My Swedish Career

‘If you have an idea, go for it and just do it’

'If you have an idea, go for it and just do it'
Pramodini Makehelwala Senevirathne owns the company Bloqmode. Photo: Caroline Holt Photography
Pramodini Makehelwala Senevirathne from Sri Lanka is the founder and co-owner of Bloqmode, a company renting out the latest fashion pieces at affordable prices.

Pramodini Makehelwala Senevirathne, 33, moved from Sri Lanka to Sweden in 2011. Since then she has finished her master's degree in computer science at Stockholm University and started her own company, Bloqmode.

Like for so many others before her, it was love that first brought her to Sweden, when she married her partner who already worked in the country.

“He is also from Sri Lanka but he is working here, so after I got married I had to move here,” she laughs.

Bloqmode was born in one of her university classes, after the students were asked to work on a project and present it in front of the class. Seneviathne and her group of four suggested the idea of making quality dresses available to people on a budget, a business concept she had thought of for a long time.

“I’ve had this idea all the time in my mind,” Seneviathne tells The Local.

“After we presented this as our project idea everybody said 'wow this is really great, you should do this'.”

Once Senevirathne graduated in 2015, she and a friend thought about bringing the idea to life and formally launched Bloqmode. The concept is easy, customers either visit Bloqmode’s website or their premises in Kista, Stockholm, and rent a dress for three days or seven days. 

After the launch, Senevirathne's business partner and friend left Sweden.

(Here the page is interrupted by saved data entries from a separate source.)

PR #1319, opened 2021-10-07
fix: fix wrong url in auth.md `tokens` section

nandanv2702:
The link in the statement
> ... and other helpers. Documented in tokens.md 

didn't have the correct link, so I fixed it


bmulholland:
This isn't the right link: should be https://auth.nuxtjs.org/api/tokens (`../tokens`)

PR #1335, opened 2021-11-04
improvement(docs): extend introduction to quickly clarify module scope

### LINKED ISSUE #1334: Documentation should be more clear about scope
### Version
nuxt-auth v4 and v5

#### What is expected?
When getting started, one needs to understand what nuxt-auth provides and what not. When getting started with our team, it was not clear to folks of what nuxt-auth is able to do exaclty in terms of session handling.

The introduction is quite short "Zero-boilerplate authentication support for Nuxt.js!" - but it's not clear what the capabilities in terms of session handling are.

### What is expected?
Provide a good introduction that clarifies the scope of available solutions.

After digging into more details this clarifies that it is expected to be solved by the backend:
https://auth.nuxtjs.org/schemes/local#fetch-user

fago:
Closes #1334

### DIFF
--- a/docs/content/en/index.md
+++ b/docs/content/en/index.md
@@ -13,6 +13,8 @@ Auth Module for [NuxtJS](https://nuxtjs.org).
 
 Zero-boilerplate authentication support for Nuxt.js!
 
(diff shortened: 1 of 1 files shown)


maximilianmikus (approved):

bmulholland:
Nice clarification - thanks!

PR #1343, opened 2021-11-19
Revert "chore(deps): update all non-major dependencies"

bmulholland:
Reverts nuxt-community/auth-module#1054


jraller:
Are there issues preventing using the latest version of Axios?

bmulholland:
I have to do some digging to figure out what's wrong - most of the packages are so out of date that it's going to take some work

If you want to help out, PRs that upgrade one package at a time, with tests passing and the test app working, would be the fastest way to get to the latest version of axios.

jraller:
Is the recommended method for running tests to do so on a branch in this repo? I could not find a contributing.MD file and did not see instructions in the documentation for the recommended way to test and contribute.

bmulholland:
Yeah we could do better there.

What comes to mind is:
1. Fork the repo
2. Make changes
3. Run `yarn test`
4. Run `yarn dev` and try out the affected areas in the demo ap

jraller:
I had tried that, but had gotten errors when trying to run the test suite before making changes. The errors included warnings about not having a key set and then later errors which I'm not recalling. I did figure out that the tests depend on yarn build having been run. I checked the top level .gitignore file and didn't see an obvious .env file that would be missing.

Thanks for maintaining this package. My solution for now is to write non-dry code when I make axios patch calls by specifying the content type each time as this version of axios doesn't apply the default headers per call type correctly.

bmulholland:
Yeah I've taken over a lot of technical debt. I'll get to improvements here when I can :)

PR #1353, opened 2021-12-02
fix: check if cookies is an array

manupit:


bmulholland:
Why is this needed?

manupit:
Because cookies can be a string and unshift accepts only array

bmulholland:
I mean at a higher level: When is it a string? When is it an array? Why?

gaetansenn:
Hello @bmulholland we get a string value from the SSR side

We don't really know why from our side it is a string and no have time to investigate more.
But look's like this is not something new as you can see from the react library 
https://github.com/nextauthjs/next-auth/issues/395

@pi0 you don't agree with this fix ?

Regards,

Gaetan

bmulholland:
Thanks for the additional detail and the link. Looks like this is an untyped return value, and I *think* it happens when there's only one cookie to set (instead of multiple cookies).

Issue #1358, opened 2021-12-10
[Typescript] redirect options


antanas-cherryteam:
### Version
module: 5.0.0-1637745161.ea53f98
nuxt: 2.15.8

#### [mode](https://nuxtjs.org/api/configuration-mode): 
 - [x] universal
 - [ ] spa

### Nuxt configuration

```JavaScript
// ...
redirect: {
login: '/',
logout: false,
home: false,
callback: '/',
},
// ...
```

## Reproduction
Use above mentioned code block in auth (nuxt config) with typescript

#### What is expected?
expected behavior shown in documentation: https://github.com/nuxt-community/auth-module/blob/dev/docs/content/en/api/options.md?plain=1#L30-L31
#### What is actually happening?
 ERROR in nuxt.config.ts:
```
TS2322: Type 'false' is not assignable to type 'string | undefined'.
    * |         redirect: {
    * |             login: '/',
  > * |             logout: false,
      |             ^^^^^^
    * |             home: false,
    * |             callback: '/',
    * |         },

ERROR in nuxt.config.ts:233:13
TS2322: Type 'false' is not assignable to type 'string | undefined'.
    * |             login: '/',
    * |             logout: false,
  > * |             home: false,
      |             ^^^^
    * |             callback: '/',
    * |         },
    * |     },
```
#### Steps to reproduce
mentioned on Reproduction
## Additional information
Refer to file https://github.com/nuxt-community/auth-module/blob/dev/src/options.ts#L12-L17 for the fix
```TypeScript
// ...
redirect: {
        login: string | boolean;
        logout: string | boolean;
        callback: string | boolean;
        home: string | boolean;
    } | boolean;
// ...
```

bmulholland:
Fixed in https://github.com/nuxt-community/auth-module/pull/1361

bmulholland:
There were type errors on integration with dev, so I had to revert it. I've opened the fix again in #1490 to try to resolve the problem.

PR #1361, opened 2021-12-13
Added missing secondary types on `ModuleOptions.redirect`

AntanasGa:
this is regarding an issue: https://github.com/nuxt-community/auth-module/issues/1358 where working feature (disabling redirect), mentioned in documentation was not included in `src/options.ts` `ModuleOptions.redirect` type description


bmulholland:
Thank you!

bmulholland:
There were type errors on integration with dev, so I had to revert it. I've opened the fix again in #1490 to try to resolve the problem.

Instead she teamed up with her husband to keep the fashion start-up going.

“My friend, she went back to her country. Now me and my husband own the company,” she explains.

So far Bloqmode only delivers dresses within Stockholm, but Senevirathne reveals she has plans in the making to grow the company even further.

“I want to expand this through the whole of Sweden,” she says.

Senevirathne's role at the company is not only to handle the paperwork, but also to deal with practical things like orders and deliveries. She argues it is important to go for what you believe in and not let insecurities or the hurdles of fate stop you. 

“If you have a specific idea or whatever it is that you want to do, just go for it and just do it,” she says.

“I never thought I would be doing something like this. I mean I did my studies in IT and now I am doing my business,” she says.

“I've had this idea all the time in my mind” Seneviathne says about her business idea. Photo: Caroline Holt Photography 

Senevirathne enjoys living in Sweden and says the Swedish people she has met have been really nice and helpful. When it comes to the Swedish language, she says time rather than the language itself is the main obstacle.

“It’s not hard to learn actually. But the problem for me is that I don’t spend that much time learning it,” she laughs and explains that most Swedes know English well enough for her not to hurry her Swedish skills.

“Especially in Stockholm, people speak English really well.”

However, she has experienced one downside of the country, the job market. 

“It is really hard to find a job. Even though I have a master's degree here.”

Even though Senevirathne thinks the job market is tough in Sweden, she still believes it is a great place for people with passions they want to develop.

Innovation is booming in Sweden, she argues and many institutions are available to help you with your business and offer financial advice.

“It is a really good place to start you business.”